Description of the task:
Check each line of the data, and copy those where "text" appears.

[Saved entries]
PR #1051, opened 2022-08-17
Add basic Dockerfile to build the project.

CodeMan99:
Hello!

Would love to have the cli up on docker hub. First step is a sane `Dockerfile`. That's this PR.

In the future maybe also spin up some environment specific docker images and/or compose? Anyway, let's not get ahead of ourselves :)

### DIFF
--- a/Dockerfile
+++ b/Dockerfile
@@ -9,4 +9,4 @@ RUN go mod download && go mod verify
 COPY ./ .
 RUN go build -v -o /usr/local/bin/exercism ./exercism
 
-CMD ["/usr/local/bin/exercism"]
+ENTRYPOINT ["exercism"]
--- a/Dockerfile
+++ b/Dockerfile
@@ -1,0 +1,12 @@
+FROM golang:1.19 as build
+
+ENV CGO_ENABLED=0
+WORKDIR /usr/src/app
+
+COPY go.mod go.sum .
+RUN go mod download && go mod verify
+
+COPY ./ .
+RUN go build -v -o /usr/local/bin/exercism ./exercism
+
+CMD ["/usr/local/bin/exercism"]


Dockerfile
```diff
@@ -0,0 +1,12 @@
+FROM golang:1.19 as build
+
+ENV CGO_ENABLED=0
```
CodeMan99, line 3: I saw this in the [.goreleaser](https://github.com/exercism/cli/blob/8e73ec3131e8218c0ff31d5e0d1a050cabd6864d/.goreleaser.yml#L6) file. Not sure if this is really necessary.

Dockerfile
```diff
@@ -0,0 +1,12 @@
...
+WORKDIR /usr/src/app
+
+COPY go.mod go.sum .
+RUN go mod download && go mod verify
+
+COPY ./ .
+RUN go build -v -o /usr/local/bin/exercism ./exercism
+
+CMD ["/usr/local/bin/exercism"]
```
CodeMan99, line 12: I'm not sure this is correct. I was expecting to be able to `docker run -v ~/exercism:/root exercism <SUBCOMMAND> <OPTIONS>` where `exercism` is the docker image name. Instead I had to say both the image name and the binary name.

Dockerfile
```diff
@@ -0,0 +1,12 @@
+FROM golang:1.19 as build
```
CodeMan99, line 1: `as build` is here because I assume size will matter. This enables [multi-stage builds](https://docs.docker.com/develop/develop-images/multistage-build/) to be use for such an optimization.

ErikSchierboom:
@CodeMan99 I haven't had the time to look at this, sorry. It is on my radar, but it'll probably be next week, sorry.

ErikSchierboom:
@CodeMan99 Thanks for the PR! What are you hoping a Dockerized version of the CLI will give you? By itself, the CLI doesn't really do anything, you need to also configure it with your specific settings. How would that work for the Dockerized version?

CodeMan99:
> Thanks for the PR! What are you hoping a Dockerized version of the CLI will give you? By itself, the CLI doesn't really do anything, you need to also configure it with your specific settings. How would that work for the Dockerized version?

A Dockerized version of a CLI gives me a standardized way of installing. It also enables me to use the image as base to build other docker environments or easily add it to a docker-compose file.

As for configuration, you either bind-mount your real file system, create a volume that you always mount, or just don't delete your container.

```bash
$ docker run --rm -v ~:/home/exercism exercism config --token="<token>"        # bind mount home directory
$ docker run --rm -v exercism:/home/exercism exercism config --token="<token>" # mount a volume named exercism
$ docker run exercism config --token="<token>"                                 # create the container with the token inside the container's filesystem
```

What this enables for you is that the user no longer needs to download anything. They can run any of those commands with no more steps since docker will download the image when not found locally.

This enables you to have a single command in your copy-command block in the UI. You could just have the `download` subcommand. The error message is already good enough to direct them to the token step. New users no longer need to wonder, "Where do I go to download that?"

--

Some example of other CLI tools I use exclusively in docker: [newman](https://hub.docker.com/r/postman/newman), [datalust/seqcli](https://hub.docker.com/r/datalust/seqcli), [sqitch](https://hub.docker.com/r/sqitch/sqitch) - though to be fair, this also uses a wrapping shell script you must download.

ErikSchierboom:
We've discussed this internally and while we really appreciate the effort, we've decided not to merge this. If you'd like to build this, feel free to fork the project to build your own Dockerized version of the CLI. Thanks again!

PR #1065, opened 2022-10-12
Fix submit command usage

### LINKED ISSUE #1063: help text for submit
The help text for submit is no longer accurate.
```sh
$ command exercism troubleshoot
...
Current: 3.1.0
...
```
```sh
$ command exercism submit --help
Submit your solution to an Exercism exercise.

    Call the command with the list of files you want to submit.

Usage:
   submit FILE1 [FILE2 ...] [flags]
...
```

The help text still indicates at least one file is required.

(I have an "exercism" shell function: "command" bypasses it)

andrerfcsantos:
Fixes #1063


andrerfcsantos:
Ready to review.

Just a side note about formatting: CI initially was complaining the code was not formatted with `go fmt`. I found this weird, because my editor runs `go fmt` to format the code. Turns out the problem seems to be that `go1.15 fmt ./...` and `go1.19 fmt ./...` don't agree on the formatting. I had to run `go1.15 fmt ./...` for CI to be happy. This meant `Use: "` having just 1 space between the `:` and `"`. On the other hand, `go1.19 fmt ./...` puts more spaces, in an attempt to align all the values of the struct vertically. I like the `go1.19` formatting more, but used the `go1.15` formatting for CI to pass.

cmd/submit.go
```diff
@@ -19,12 +19,14 @@ import (
...
 var submitCmd = &cobra.Command{
-	Use:     "submit FILE1 [FILE2 ...]",
+	Use: "submit [FILE1	 ...]",
 	Aliases: []string{"s"},
 	Short:   "Submit your solution to an exercise.",
 	Long: `Submit your solution to an Exercism exercise.
 
     Call the command with the list of files you want to submit.
+    If you omit the list of files, the CLI will attempt to submit
+    automatically the appropriate solution files for the exercise.
```
kotp, line 29:
```suggestion
    the appropriate solution files for the exercise.
```

It may not matter if it is automatically, programmatically, or some other way, so I think we can remove that word (and if we do it magically instead later, we will not feel like we have to change this information.)

kotp (approved):
Non-blocking suggestion for wording.

cmd/submit.go
```diff
@@ -19,12 +19,14 @@ import (
 
 // submitCmd lets people upload a solution to the website.
 var submitCmd = &cobra.Command{
-	Use:     "submit FILE1 [FILE2 ...]",
+	Use: "submit [FILE1	 ...]",
```
ErikSchierboom, line 22: I wonder if we could somehow make this a bit more clear, where previously the text implied multiple files could be submitted. Nested square brackets is weird.

What about:

```suggestion
	Use: "submit [FILE1, ...]",
```
or 
```suggestion
	Use: "submit [FILE(S)]",
```

cmd/submit.go
ErikSchierboom: I agree with this suggestion.

cmd/submit.go
kotp:
```
ls [OPTION]... [FILE]...
```

From the man page for `ls` to indicate optional options and files, as an example of documentation...

Git uses:

```
command [<file> ...]
```

as another example for when a file or files are optionally given, and `less` uses

```
[filename] ...
```

to indicate 0 or more file names.

ErikSchierboom: Maybe we use the git version?

```suggestion
	Use: "submit [<FILE> ...]",
```

ErikSchierboom: @andrerfcsantos what do you think about that?

kotp:
Should that merge have been a rebase on main instead of a merge of main into this branch?

cmd/submit.go
```diff
@@ -19,12 +19,14 @@ import (
...
 	Aliases: []string{"s"},
 	Short:   "Submit your solution to an exercise.",
 	Long: `Submit your solution to an Exercism exercise.
 
     Call the command with the list of files you want to submit.
+    If you omit the list of files, the CLI will attempt to submit
+    the appropriate solution files for the exercise.
```
ErikSchierboom, line 29: I think "attempt" sounds odd, like it might fail. Maybe:

```suggestion
    If you omit the list of files, the CLI will submit the
    default solution files for the exercise.
```

kotp: It might fail, but for various reasons not under its control.  Full disk, lack of network connectivity, DDOS attack on Exercism, etc.  So there are points at which it may attempt to submit and fail.

Maybe if it fails the first time it automatically retries until it succeeds, and so success is guaranteed?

Result for this exercise:
### LINKED ISSUE #1063: help text for submit
The help text for submit is no longer accurate.
The help text still indicates at least one file is required.
ErikSchierboom, line 22: I wonder if we could somehow make this a bit more clear, where previously the text implied multiple files could be submitted. Nested square brackets is weird.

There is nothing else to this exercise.